Conservatives and Conservation
Another area of animals rights that spans the isle is animal conservation. Protecting wild animals is an issue that has historically gained support from people and leaders of all political affiliations.
Looking back, President Nixon was the one who signed Clean Air Act, the Endangered Species Act and the National Environmental Policy Act. President Bush expanded the clean air act, and Republican presidential candidate John McCain was in favor of climate regulation. None of these men would have been considered a liberal “hippie” by any means. They were conservatives who supported preserving our Earth and the animals on it. These are the same principals that should convince people across the country to support animal rights.

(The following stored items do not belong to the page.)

PR #15701, opened 2023-01-24
Check brew install paths for socket_vmnet

spowelljr:
**Before:**
If no socket_vmnet flags were provided minikube would check the install path if socket_vmnet was installed from source.

**After:**
If no socket_vmnet flags are provided minikube checks the source, brew amd64, and brew arm64 install paths for socket_vmnet.

**Info:**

Proof Liberals and Conservatives CAN Be Friends
In 2014, all 50 states finally passed felony animal cruelty statues. The U.S. military announced that it will end the use of live animals in medical training. Many other animal rights issues are continuing to be considered by politicians, a clear sign that political parties are coming together to support animal rights and welfare. There are groups of right wing vegans with hashtags like #tofupartypatriots coming together. It is no longer unusual to find a conservative animal rights activist.
Certain things, such as animal cruelty, are fundamentally wrong. It doesn’t matter what your religion, your political affiliation, or where you are from. Thankfully, this is finally beginning to be universally accepted, especially in the area of animal rights. People are coming together not as “liberal” or “conservative” activists, but as activists.